Course
Mathematics: Theory and Practice - 3 ECTS
This course aims to provide a basic understanding of selected Mathematical concepts that many branches of science relies on.
Course outline
Target group and learning outcomes
The structure of the course is designed for PhD candidates. Yet I am certain that prospective MSc students would benefit from it. After
successful completion of this course, participants should have a better understanding of:
- The importance of paradoxes in mathematics, and logic. Several famous paradoxes and Gödel’s incompleteness theorems.
- Relation between infinity and cardinality.
- Types of cardinalities, ergo continuum hypothesis.
- Most common methods to prove a statement.
- The basic real analysis concepts such as Couchy sequences, continuity, dense sets, compactness, connected sets, derivatives, chain rule, measure spaces, Reimann sums and integrals. Extreme value theorem, and its importance for maximization problems. Lebesgue integral and the difference between Reimann and Lebesgue.
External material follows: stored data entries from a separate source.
PR #7881, opened 2023-11-13
add comment on script and fix target check

gshennvm:
# What does this PR do ?

fix issue with target checking in nemo -> mcore conversion
  
**PR Type**:
- [x] Bugfix


cuichenx (approved):
LGTM, thanks for fixing!

PR #7888, opened 2023-11-14
Distributed checkpoint averaging supports bf16 type

yidong72:
Add support of bf16 type.


Kipok (approved):
Thanks, looks good!

yidong72:
jenkins

PR #7904, opened 2023-11-17
Pad sequences to multiples of 16 for GPTSFTDataset

vysarge:
One-line change to pad sequences to the next highest multiple of 16 instead of 8 in GPTSFTDataset to allow this dataset's outputs to work with TransformerEngine which expects multiples of 16 when using fp8.


ericharper:
jenkins

ericharper (approved):
LGTM. Thanks!

PR #465, opened 2016-05-06
fix/test_client: Cope new Tick event

maqi:
The new routing now sends a Tick event to Vault

---
This change is [Reviewable](https://reviewable.io/reviews/maidsafe/safe_vault/465)


maidsafe-highfive:
r? @Fraser999

afck:
Yes, but it shouldn't actually send it for clients. This should fix the issue:
https://github.com/maidsafe/routing/pull/1012

PR #478, opened 2016-05-22
feat/all: upgrade to new routing with acks and 256-bit names

afck:
This change is [Reviewable](https://reviewable.io/reviews/maidsafe/safe_vault/478)


maidsafe-highfive:
r? @Fraser999

PR #513, opened 2016-06-28
removal of apply_config; cleanup temp directory once tests completed

maqi:
This change is [Reviewable](https://reviewable.io/reviews/maidsafe/safe_vault/513)

### DIFF
--- a/src/chunk_store/test.rs
+++ b/src/chunk_store/test.rs
@@ -26,9 +26,6 @@ macro_rules! assert_err {
 
 #[cfg(test)]
 mod test {
-    use std::env;
-    use std::path::PathBuf;
-
     use chunk_store::{ChunkStore, Error};
     use maidsafe_utilities::serialisation;
     use rand::{self, Rng};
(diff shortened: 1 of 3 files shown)


maidsafe-highfive:
r? @Fraser999

afck:
Reviewed 2 of 3 files at r1, 1 of 1 files at r2.

---

*[src/vault.rs, line 52 \[r2\]](https://reviewable.io:443/reviews/maidsafe/safe_vault/513#-KLQ8DI2m-yccRZI2Yx-:-KLQ8DI2m-yccRZI2Yx0:-1023224245) ([raw file](https://github.com/maidsafe/safe_vault/blob/4dc10b80005a1145de18d25276f52fd0a9f4166d/src/vault.rs#L52)):*
> ```Rust
>     /// Creates a network Vault instance.
>     pub fn new(first_vault: bool, use_cache: bool) -> Result<Self, InternalError> {
>         let config = try!(config_handler::read_config_file());
> ```

We need to distinguish here:
If the config file doesn't exist, we should use the default.
If it exists but can't be parsed, we should terminate and print a readable error message, like: `Config file could not be parsed: JsonParserError(SyntaxError("invalid syntax", 4, 24))`.
(Feel free to do this in a separate PR, if you prefer.)

---


*Comments from [Reviewable](https://reviewable.io:443/reviews/maidsafe/safe_vault/513)*

PR #520, opened 2016-06-30
fix/logfile: remove old logfile on startup

Fraser999:
This is a temporary workaround for a bug in log4rs whereby the contents of a previous logfile aren't
cleared before writing to the file in a new run.

---
This change is [Reviewable](https://reviewable.io/reviews/maidsafe/safe_vault/520)

### DIFF
--- a/src/bin/safe_vault.rs
+++ b/src/bin/safe_vault.rs
@@ -52,6 +52,7 @@ extern crate rustc_serialize;
 extern crate safe_vault;
 
 use std::ffi::OsString;
+use std::fs;
 use std::process;
 use docopt::Docopt;
 use safe_vault::Vault;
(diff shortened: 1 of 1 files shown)


maidsafe-highfive:
r? @maqi

src/bin/safe_vault.rs
```diff
@@ -77,9 +78,12 @@ struct Args {
...
+    // TODO - remove the following line once maidsafe_utilities is updated to use log4rs v4.
+    let _ = fs::remove_file("Node.log");
+
     let args: Args = Docopt::new(USAGE)
-                         .and_then(|docopt| docopt.decode())
-                         .unwrap_or_else(|error| error.exit());
+        .and_then(|docopt| docopt.decode())
+        .unwrap_or_else(|error| error.exit());
 
     let name = config_file_handler::exe_file_stem().unwrap_or_else(|_| OsString::new());
```
dirvine: I wonder should the config file handler be using `create(true)` to provide this functionality (know it's not part of this PR though). If we want read or create then that would be the way I think.

PR #523, opened 2016-06-30
fix/vault: terminate if chunk store cannot be reset

afck:
Also verify chunk store root allows creating files.

---
This change is [Reviewable](https://reviewable.io/reviews/maidsafe/safe_vault/523)


maidsafe-highfive:
r? @Fraser999

PR #545, opened 2016-09-05
fix/data_manager: fix Put and Post handling in data manager

afck:
This prevents a group from going out of sync in the rare case where
half of the nodes receive one Put/Post request first, and the other
half receive a different Put/Post request for the same data chunk first.
Previously, every node would handle and put in the chunk store the data
it got first. With the new approach, this situation would simply lead to
both requests being refused, leaving the data intact and in its previous
state:

When the nodes receive a request, they don't immediately write to the
chunk store, and instead cache the request in memory. Each node sends,
as a message from the group to itself, the _first_ version of the
data that it received. Only if that message accumulates, i.e. if a
quorum of nodes agrees on which request to choose, they write it to
disk.

---
This change is [Reviewable](https://reviewable.io/reviews/maidsafe/safe_vault/545)


maidsafe-highfive:
r? @Fraser999

Fraser999:
Review status: 0 of 20 files reviewed at latest revision, 4 unresolved discussions, some commit checks failed.

---

*[src/personas/data_manager.rs, line 335 \[r1\]](https://reviewable.io:443/reviews/maidsafe/safe_vault/545#-KQuQHuUeelgeV6KnriK:-KQuQHuUeelgeV6KnriL:b-nsrwkm) ([raw file](https://github.com/maidsafe/safe_vault/blob/78fc4ebfa75d315c4ddd7041591b524546376d2a/src/personas/data_manager.rs#L335)):*
> ```Rust
>         self.pending_writes
>             .remove(data_id)
>             .and_then(|posts| posts.into_iter().find(|post| post.hash == hash))
> ```

Would `post` be better named as `pending_write`?

---

*[src/personas/data_manager.rs, line 646 \[r1\]](https://reviewable.io:443/reviews/maidsafe/safe_vault/545#-KQuX-IwWqdlrjdHnTy8:-KQuX-Ixc64eSld339un:biqtqh5) ([raw file](https://github.com/maidsafe/safe_vault/blob/78fc4ebfa75d315c4ddd7041591b524546376d2a/src/personas/data_manager.rs#L646)):*
> ```Rust
>                     self.cache.add_records((data_id, version), group.into_iter().collect());
>                 }
>                 return Ok(());
> ```

Shouldn't we be calling `self.send_gets_for_needed_data()` before returning here, since we should be a holder of this chunk?

---

*[tests/data_manager.rs, line 111 \[r1\]](https://reviewable.io:443/reviews/maidsafe/safe_vault/545#-KQuXZPALVH09ddPOk4i:-KQuXZPALVH09ddPOk4j:b-qp8bxb) ([raw file](https://github.com/maidsafe/safe_vault/blob/78fc4ebfa75d315c4ddd7041591b524546376d2a/tests/data_manager.rs#L111)):*
> ```Rust
> #[test]
> fn structured_data_parallel_posts() {
>     // let _ = ::maidsafe_utilities::log::init(false); // TODO: remove!
> ```

This looks like it could be removed now.

---

*[tests/data_manager.rs, line 119 \[r1\]](https://reviewable.io:443/reviews/maidsafe/safe_vault/545#-KQuXepfL30GfMqXMEJT:-KQuXepgkRPNxcMNz9xr:b8beews) ([raw file](https://github.com/maidsafe/safe_vault/blob/78fc4ebfa75d315c4ddd7041591b524546376d2a/tests/data_manager.rs#L119)):*
> ```Rust
>     let mut clients: Vec<_> = (0..3)
>         .map(|_| {
>             let endpoint = rng.choose(&nodes).unwrap().endpoint();
> ```

Shouldn't we prefer the `unwrap!` macro?  There are also some usages of the deprecated `unwrap_result!` macro.  If these are all because of copy-paste and they exist elsewhere in the file, maybe best to wait and clean them all up in a single PR though?

---


*Comments from [Reviewable](https://reviewable.io:443/reviews/maidsafe/safe_vault/545)*

afck:
Review status: 0 of 20 files reviewed at latest revision, 4 unresolved discussions.

---

*[src/personas/data_manager.rs, line 335 \[r1\]](https://reviewable.io:443/reviews/maidsafe/safe_vault/545#-KQuQHuUeelgeV6KnriK:-KQuiSjk4sSwdVVZ6I-7:b-o8ogoa) ([raw file](https://github.com/maidsafe/safe_vault/blob/78fc4ebfa75d315c4ddd7041591b524546376d2a/src/personas/data_manager.rs#L335)):*
<details><summary><i>Previously, Fraser999 (Fraser Hutchison) wrote…</i></summary>
> Would `post` be better named as `pending_write`?
</details>
Done - well, almost. But if you strongly prefer that, I'll change it to `pending_write`. (And the other one to `writes_queue`?)

---

*[src/personas/data_manager.rs, line 646 \[r1\]](https://reviewable.io:443/reviews/maidsafe/safe_vault/545#-KQuX-IwWqdlrjdHnTy8:-KQuirJAaFGLF_Sr4RXf:b-896fix) ([raw file](https://github.com/maidsafe/safe_vault/blob/78fc4ebfa75d315c4ddd7041591b524546376d2a/src/personas/data_manager.rs#L646)):*
<details><summary><i>Previously, Fraser999 (Fraser Hutchison) wrote…</i></summary>
> Shouldn't we be calling `self.send_gets_for_needed_data()` before returning here, since we should be a holder of this chunk?
</details>
Done.

---

*[tests/data_manager.rs, line 111 \[r1\]](https://reviewable.io:443/reviews/maidsafe/safe_vault/545#-KQuXZPALVH09ddPOk4i:-KQuiy8wjA7O909LhiSE:b-896fix) ([raw file](https://github.com/maidsafe/safe_vault/blob/78fc4ebfa75d315c4ddd7041591b524546376d2a/tests/data_manager.rs#L111)):*
<details><summary><i>Previously, Fraser999 (Fraser Hutchison) wrote…</i></summary>
> This looks like it could be removed now.
</details>
Done.

---

*[tests/data_manager.rs, line 119 \[r1\]](https://reviewable.io:443/reviews/maidsafe/safe_vault/545#-KQuXepfL30GfMqXMEJT:-KQuizO455KrxF91KYrF:bmik2zo) ([raw file](https://github.com/maidsafe/safe_vault/blob/78fc4ebfa75d315c4ddd7041591b524546376d2a/tests/data_manager.rs#L119)):*
<details><summary><i>Previously, Fraser999 (Fraser Hutchison) wrote…</i></summary>
> Shouldn't we prefer the `unwrap!` macro?  There are also some usages of the deprecated `unwrap_result!` macro.  If these are all because of copy-paste and they exist elsewhere in the file, maybe best to wait and clean them all up in a single PR though?
</details>
Done - almost.
We're still using `unwrap_option!` and `unwrap_result!` in safe_vault, and maybe moving to the unwrap crate should be a separate PR?

---


*Comments from [Reviewable](https://reviewable.io:443/reviews/maidsafe/safe_vault/545)*

Fraser999:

Assumed prior knowledge and course material
No prior knowledge needed other than basic high school math. There is no book the course is following, also there is no shortage of explanations on the Internet for these topics. Moreover students should take notes at the meetings.
Session times and outline in hours
The course consists only of theory and some exercises to have a deeper understanding of the concepts. The daily sessions involve 3-4 hours per day.
Requirements and ECTS
There will be one exam. The mean of the exam and course participation score will be the final grade of the students.
Course fee
| WGS PhDs with TSP | € 225 |
| a) All other PhD candidates b) Postdocs and staff of the above mentioned Graduate Schools | € 450 |
| All others | € 675 |
Fee includes coffee/tea, and course materials.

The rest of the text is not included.